Unions have to confront issues of inequality at a global level if they are to protect members and create a fair society, the new ICTU president, Ms Inez McCormack, told the conference yesterday.
She said "the penny is dropping", even with "the World Bank and other organs of global capital, that the current dysfunctional global relationship between economic and social development is producing catastrophes whose damage cannot be limited to the poor.
"The challenge facing the ICTU is whether we can contribute to building an ethic and practice on this island and in the global debate which transforms the position of the economic and social have-nots."
She also said: "As president of congress I will actively lead the ICTU team in the partnership negotiations with the Irish Government and, hopefully, with the new North-South political institutions. "The challenge I bring is that equality, inclusion and human rights become central to any new partnerships with governments North and South."
She added: "If, in the most brutal of economic and political environments in the North, the most disadvantaged of both communities can work together to put such practices at the heart of the Good Friday agreement, then the ICTU can do no less."
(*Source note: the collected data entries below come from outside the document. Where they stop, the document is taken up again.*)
PR #8708, opened 2020-12-31
FileViewer: Consistently use Stage/Reset  Lines

gerhardol:
## Proposed changes

Current text when staging changes for specific lines is cherry picking and reverting for normal commits, for worktree (index) staging (unstaging) and resetting is used. The Git commands are slightly different but this is unknown for the user, the action is the same.
Especially, the hotkey must be the same. It is very confusing to identify the view as a "reset" or "revert" with separate hotkeys.

It is possible to have separate menu items with separate texts for e.g. reset/revert, but if the hotkey is to be the same, the hotkey handler must be identical so the action in the menu and hotkey will differ.

The names are currently chosen in analogy with cherry-picking/reverting commits, giving the "different name for the same action" for the line manipulation.

See also #7825 that updates the context menu for stage/unstage (including hotkeys not yet available for revert/cherry-pick) as well as #8707

Current usage of cherry-picking and reverting is expected to be relative limited, it is more important when staging commits. 

This PR also moves a few other strings to Strings.cs, preparing for #7825 (but still an improvement if #7825 would be rejected).
The printouts are slightly changed, to be consistent.

### Before

image

image

### After

image

image

## Test methodology 

UI changes only, screenshots

----

### DIFF
--- a/GitUI/Editor/FileViewer.Designer.cs
+++ b/GitUI/Editor/FileViewer.Designer.cs
@@ -99,7 +99,7 @@ namespace GitUI.Editor
             this.cherrypickSelectedLinesToolStripMenuItem.Image = global::GitUI.Properties.Images.CherryPick;
             this.cherrypickSelectedLinesToolStripMenuItem.Name = "cherrypickSelectedLinesToolStripMenuItem";
             this.cherrypickSelectedLinesToolStripMenuItem.Size = new System.Drawing.Size(243, 22);
-            this.cherrypickSelectedLinesToolStripMenuItem.Text = "Cherry pick selected lines";
+            this.cherrypickSelectedLinesToolStripMenuItem.Text = Strings.StageSelectedLines;
             this.cherrypickSelectedLinesToolStripMenuItem.Click += new System.EventHandler(this.cherrypickSelectedLinesToolStripMenuItem_Click);
             // 
             // copyPatchToolStripMenuItem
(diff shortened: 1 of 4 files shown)


GitUI/Translation/English.xlf
```diff
@@ -1337,7 +1337,7 @@ Please make sure git (Git for Windows or cygwin) is installed or set the correct
         <target />
       </trans-unit>
       <trans-unit id="cherrypickSelectedLinesToolStripMenuItem.Text">
-        <source>Cherry pick selected lines</source>
+        <source>Stage selected line(s)</source>
```
gerhardol, line 1340: The translation app should not add these strings to the .xlf (as the strings are translated in Strings.cs).
Similar changes in TranslationStrings are handled correctly

GitUI/Editor/FileViewer.Designer.cs
```diff
@@ -99,7 +99,7 @@ private void InitializeComponent()
             this.cherrypickSelectedLinesToolStripMenuItem.Image = global::GitUI.Properties.Images.CherryPick;
             this.cherrypickSelectedLinesToolStripMenuItem.Name = "cherrypickSelectedLinesToolStripMenuItem";
             this.cherrypickSelectedLinesToolStripMenuItem.Size = new System.Drawing.Size(243, 22);
-            this.cherrypickSelectedLinesToolStripMenuItem.Text = "Cherry pick selected lines";
+            this.cherrypickSelectedLinesToolStripMenuItem.Text = Strings.StageSelectedLines;
```
RussKie, line 102: If you move this out, then it won't get translated second time.

RussKie (approved):

mstv (commented):
LGTM but: Should we consider to `MessageBox.Show` by `MessageBoxes.Confirm / Show`?

GitUI/Editor/FileViewer.Designer.cs
gerhardol: Move out how?
I looked a little at the TranslationApp, did not find an obvious way to fix this.

gerhardol:
@msftbot merge in 48 hours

On the need to create "social ground rules" to prevent the worst excesses by multinational companies, such as employing child labour, Ms McCormack said the World Trade Organisation would have to be involved. "If big business is serious about promoting an agenda of human rights then these have to be integrated into agreements on world trade and not given a residual role."
Later, a lecturer in racism and gender at UCD, Ms Shalini Sinha, told the conference her own contact with racism was "a daily and systematic experience". She described Irishness as "an exclusively white experience".
People born abroad of Irish decent were accepted as Irish, she said, but not black people born in Ireland. "It's not us - black, Traveller, Jewish or Muslim people - who have the problem, but the white settled Christian community in Ireland, which doesn't interact with us in any sort of normal way.
"It is you who are distant, mistrusting and awkward. You are not OK with our difference. You look at us like we are strange kinds of people. You talk to us like we are really different from you."
She asked: "What would be so bad about valuing the richness that comes from nomadic or non-Western culture. What great evil would happen if you were to trust us and consider us just as able to do the job, just as thoughtful and intelligent as you, just as human?"